Le département américain de l’Énergie intensifie la surveillance du minage de Bitcoin
Le Département de l’Énergie des États-Unis (DOE), par l’intermédiaire de l’Energy Information Administration (EIA), a lancé un «demande de collecte de données d’urgence». Il s’agit d’examiner en détail la consommation d’électricité des mineurs de Bitcoin basés aux États-Unis au cours des six prochains mois.
La décision, annoncée via la newsletter The Node, a suscité des inquiétudes au sein de la communauté crypto. L’EIA, une agence de statistiques du DOE, utilisera les informations collectées pour éclairer les politiques potentielles liées à l’industrie minière de crypto-monnaie. Malgré la déclaration de neutralité politique de l’EIA, l’élaboration d’un «urgence» et la position crypto-critique de l’administration actuelle suscite des inquiétudes quant à d’éventuelles conséquences négatives.
Le Salvador présente des défis et des opportunités pour l’utilisation du Bitcoin en pleine élection présidentielle
À l’approche des élections présidentielles au Salvador, les entrepreneurs locaux et étrangers reconnaissent que, près de trois ans après la loi Bitcoin, l’utilisation du Bitcoin dans le pays est considérée comme «très inhabituel».
De plus, on constate une faible adoption de la cryptomonnaie. Ceci, accompagné d’un impact de l’inflation sur les prix des produits essentiels.
Malgré le faible taux d’adoption actuel, on s’attend à ce que la construction du «Ville Bitcoin» au Salvador reprend après les élections présidentielles.
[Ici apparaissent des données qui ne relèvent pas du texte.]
PR #4379, opened 2022-03-03
ReactOS Update

silvicky:
## Purpose
ReactOS Update.
It seems that nobody has tried yet, so I made this draft.
JIRA issue: [CORE-12934](https://jira.reactos.org/browse/CORE-12934)
## Proposed changes
Online update the system with a simple command.
Need an update server.
Just a draft now, can't really work.
No automatic update please!
## TODO
Finish the interface, add MD5 checking function, polish the code and a lot.

### DIFF
--- a/base/applications/rosupd/rosupd.cpp
+++ b/base/applications/rosupd/rosupd.cpp
@@ -1,0 +1,121 @@
+/*
+ * PROJECT:     ReactOS Update
+ * LICENSE:     GPL-2.0-or-later (https://spdx.org/licenses/GPL-2.0-or-later)
+ * PURPOSE:     To update or fix system files easily
+ * COPYRIGHT:   Copyright 2022 Vicky Silviana         (vickyisnotaboy@gmail.com)
+ */
+#include<stdio.h>
+#include<stdlib.h>
+#include<fstream>
+#include<iostream>
+#include<windows.h>
+#include<string.h>
+#include<string>
+#include<vector>
+#include<map>
+typedef HRESULT (WINAPI *UDProc) (LPUNKNOWN,LPCTSTR,LPCTSTR,DWORD,LPBINDSTATUSCALLBACK);
+using namespace std;
+//Remember to change the path!
+string sysdrv,sysdir;
+bool fmatch(string fname,char fmd5sum[16])
+{
+	ifstream fin;
+	fin.open((sysdir+"/"+fname).c_str(),ios_base::in);
+	fin.close();
+	return 1;
+}
+int main(int argc, char* argv[])
+{
+	int choicesum,filecnt;
+	ifstream fin;
+	string sname,vname,fpath;
+	map<string,int>mfile;
+	map<int,string>rmfile;
+	vector<char[16]>fmd5sum;
+	vector<bool>fpass;
+	HINSTANCE hurlmon;
+	UDProc murldownload;
+	sysdrv=getenv("SystemDrive");
+	sysdir=getenv("SystemRoot");
+	printf("ReactOS Update Version 0.1\n");
+	printf("Before updating your system, please make sure that ");
+	printf("you have enough free space on your system partition and a stable connection.\n");
+	printf("Are you sure you want to continue?");
+	while (choicesum=system("choice")-1)
+	{
+		if (choicesum==1)return 0;
+	}
+	printf("Stage 1: Reading source file...");
+	
+	fin.open((sysdir+"\\source.cfg").c_str(),ios_base::in);
+	fin>>sname>>vname;
+	fin.close();
+	if (sname.length()<=1)
+	{
+		printf("Failed!\n");
+		printf("Can\'t find source file!");
+		return 1;
+	}
+	printf("Done!\n");
+	printf("Stage 2: Downloading index file...");
+	system(("if exist "+sysdir+"\\index.cfg "
+			+"del /f /q "+sysdir+"\\index.cfg > nul").c_str());
+	hurlmon=LoadLibrary("urlmon.dll");
+	murldownload=(UDProc)GetProcAddress(hurlmon,"URLDownloadToFileA");
+	if (S_OK!=(murldownload)(NULL,
+							 (sname+vname+"/index.cfg").c_str(),
+							 (sysdir+"\\index.cfg").c_str(),
+							 0,
+							 NULL))
+	{
+		printf("Failed!\n");
+		printf("No internet or wrong source!");
+		FreeLibrary(hurlmon);
+		return 2;
+	}
+	printf("Done!\n");
+	printf("Stage 3: Comparing files...");
+	fin.open((sysdir+"\\index.cfg").c_str(),ios_base::in);
+	for (filecnt=0;;filecnt++)
+	{
+		fin>>rmfile[filecnt];
+		if (rmfile[filecnt].length()<=1)break;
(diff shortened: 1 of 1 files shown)


julenuri:
Actually, there is an experimental upgrade option in the first stage of the setup (that might work or might not). But this is interesting. Nice aim!

base/applications/rosupd/rosupd.cpp
```diff
@@ -0,0 +1,121 @@
...
+	string sname,vname,fpath;
+	map<string,int>mfile;
+	map<int,string>rmfile;
+	vector<char[16]>fmd5sum;
+	vector<bool>fpass;
+	HINSTANCE hurlmon;
+	UDProc murldownload;
+	sysdrv=getenv("SystemDrive");
+	sysdir=getenv("SystemRoot");
+	printf("ReactOS Update Version 0.1\n");
```
JoachimHenze, line 40: Why hardcoding a version here?

JoachimHenze (changes requested):
See some of my arbitrary review comments. I didn't put any love into that even.
But first and foremost: Why not simply using the existing update that we do have planned for usetup?

base/applications/rosupd/rosupd.cpp
```diff
@@ -0,0 +1,121 @@
...
+	}
+	printf("Done!\n");
+	printf("Stage 3: Comparing files...");
+	fin.open((sysdir+"\\index.cfg").c_str(),ios_base::in);
+	for (filecnt=0;;filecnt++)
+	{
+		fin>>rmfile[filecnt];
+		if (rmfile[filecnt].length()<=1)break;
+		mfile[rmfile[filecnt]]=filecnt;
+		for (int j=0;j<16;j++)
```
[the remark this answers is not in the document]
silvicky: This is online update, with which we can simply substitute different files.
Take it easy, it's just a draft!

katahiromz:
The system files can be locked. You should use `MoveFileEx` to avoid locking.

base/applications/rosupd/rosupd.cpp
```diff
@@ -0,0 +1,121 @@
...
+#include<fstream>
+#include<iostream>
+#include<windows.h>
+#include<string.h>
+#include<string>
+#include<vector>
+#include<map>
+typedef HRESULT (WINAPI *UDProc) (LPUNKNOWN,LPCTSTR,LPCTSTR,DWORD,LPBINDSTATUSCALLBACK);
+using namespace std;
+//Remember to change the path!
```
katahiromz, line 18: Don't omit std.

base/applications/rosupd/rosupd.cpp
```diff
@@ -0,0 +1,121 @@
+/*
+ * PROJECT:     ReactOS Update
+ * LICENSE:     GPL-2.0-or-later (https://spdx.org/licenses/GPL-2.0-or-later)
+ * PURPOSE:     To update or fix system files easily
+ * COPYRIGHT:   Copyright 2022 Vicky Silviana         (vickyisnotaboy@gmail.com)
+ */
+#include<stdio.h>
+#include<stdlib.h>
```
katahiromz, line 8:
```suggestion
#include <stdlib.h>
```

base/applications/rosupd/rosupd.cpp
```diff
@@ -0,0 +1,121 @@
...
+#include<fstream>
+#include<iostream>
+#include<windows.h>
+#include<string.h>
+#include<string>
+#include<vector>
+#include<map>
+typedef HRESULT (WINAPI *UDProc) (LPUNKNOWN,LPCTSTR,LPCTSTR,DWORD,LPBINDSTATUSCALLBACK);
```
katahiromz, line 16: Don't omit function name.

base/applications/rosupd/rosupd.cpp
```diff
@@ -0,0 +1,121 @@
...
+	ifstream fin;
+	fin.open((sysdir+"/"+fname).c_str(),ios_base::in);
+	fin.close();
+	return 1;
+}
+int main(int argc, char* argv[])
+{
+	int choicesum,filecnt;
+	ifstream fin;
+	string sname,vname,fpath;
```
katahiromz, line 31: Insert space after comma.

base/applications/rosupd/rosupd.cpp
```diff
@@ -0,0 +1,121 @@
...
+	printf("you have enough free space on your system partition and a stable connection.\n");
+	printf("Are you sure you want to continue?");
+	while (choicesum=system("choice")-1)
+	{
+		if (choicesum==1)return 0;
+	}
+	printf("Stage 1: Reading source file...");
+	
+	fin.open((sysdir+"\\source.cfg").c_str(),ios_base::in);
+	fin>>sname>>vname;
```
katahiromz, line 51:
```suggestion
	fin >> sname >> vname;
```

base/applications/rosupd/rosupd.cpp
```diff
@@ -0,0 +1,121 @@
...
+									 NULL))
+						   				{
+						   					printf("Succeed!\n");
+						   					fpass[i]=1;
+						   				}
+			else printf("Failed!\n");
+		}
+	}
+	printf("Done!\n");
+//	printf("Stage 5: Changing freeldr.ini...");
```
JoachimHenze, line 118: Why changing freeldr.ini and not using pendmoves maybe to replace files upon rebooting?
Would that introduce any limitations? E.g. for replacing the ntoskrnl itself?

base/applications/rosupd/rosupd.cpp
```diff
@@ -0,0 +1,121 @@
...
+	}
+	printf("Stage 1: Reading source file...");
+	
+	fin.open((sysdir+"\\source.cfg").c_str(),ios_base::in);
+	fin>>sname>>vname;
+	fin.close();
+	if (sname.length()<=1)
+	{
+		printf("Failed!\n");
+		printf("Can\'t find source file!");
```
JoachimHenze, line 56: is that backslash for escaping the ' really needed?

base/applications/rosupd/rosupd.cpp
```diff
@@ -0,0 +1,121 @@
...
+ * LICENSE:     GPL-2.0-or-later (https://spdx.org/licenses/GPL-2.0-or-later)
+ * PURPOSE:     To update or fix system files easily
+ * COPYRIGHT:   Copyright 2022 Vicky Silviana         (vickyisnotaboy@gmail.com)
+ */
+#include<stdio.h>
+#include<stdlib.h>
+#include<fstream>
+#include<iostream>
+#include<windows.h>
+#include<string.h>
```
JoachimHenze, line 12: what is string.h used for here?

silvicky:
I'm really sorry for the bad code, it's my first time to make a real program outside algorithm contests.
Will make it better tomorrow.

HBelusca:
I think that first, someone (e.g. you?) has to explicitly write down what you expect the updater to do and how it is supposed to work.

learn-more:
Before this is nitpicked to death (again) by @HBelusca and @JoachimHenze , it makes sense to discuss this particular subject.
In my opinion, at this point in time an application like this has no added value.
- There is not a 'stable' version to start with
- No-one is going to maintain lists of files that can be 'downloaded'
- In-place upgrade means each version of each downloadable component needs to be tested against each version of each other component.
-- Considering we hardly even test master, this is simply not going to happen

Le vice-président du pays, Félix Ulloa, a annoncé qu’il reprendrait les projets de construction de ce centre hors taxes et de lancement d’obligations Bitcoin, profitant du soutien populaire au président Bukele après sa lutte énergique contre les gangs criminels.
Nicki, un ancien conseiller hypothécaire, a exprimé à Reuters son point de vue sur l’adoption du Bitcoin dans le pays : «L’adoption est énorme pour nous – c’est ce que nous considérons comme important et la façon dont Bitcoin va gagner. Bukele a posé le drapeau au sol».
Reuters souligne également que, malgré la poussée pro-Bitcoin, l’économie du Salvador stagne. Et elle pourrait faire face à l’une des croissances les plus lentes d’Amérique centrale, avec une dette publique qui s’élevait à 25 milliards de dollars l’année dernière.
Les Émirats arabes unis et la Chine réalisent une transaction historique en monnaie numérique de la Banque centrale en renminbi
Les Émirats arabes unis (EAU) et la Chine ont effectué la première transaction transfrontalière en monnaie numérique de banque centrale (CBDC) en renminbi (RMB). Ce mouvement financier, qui impliquait le transfert de RMB et de 50 millions entre les deux pays, a été réalisé via l’infrastructure mBridge à un moment où la suprématie du dollar en Asie est remise en question.
La Banque populaire de Chine et la Banque centrale des Émirats arabes unis ont réalisé avec succès la transaction sur le réseau interbancaire personnalisé mBridge, qui relie les banques centrales de Hong Kong, de Chine, des Émirats arabes unis et de Thaïlande. Ce réseau, qui a mené son premier projet pilote en 2014, a gagné en importance dans le cadre des efforts de dédollarisation de la Chine. Surtout dans un contexte de tensions avec les Etats-Unis.
Lors d’une réunion de haut niveau à Abou Dhabi, le prince saoudien Mansour et l’ambassadeur chinois Yiming Zhang ont facilité conjointement le transfert de 50 millions de dirhams (l’équivalent de 13,6 millions de dollars) des Émirats arabes unis vers la Chine.
Simultanément, la banque centrale chinoise a effectué un paiement en RMB numérique. Marquant ainsi une réalisation significative dans la mise en œuvre de l’infrastructure blockchain mBridge.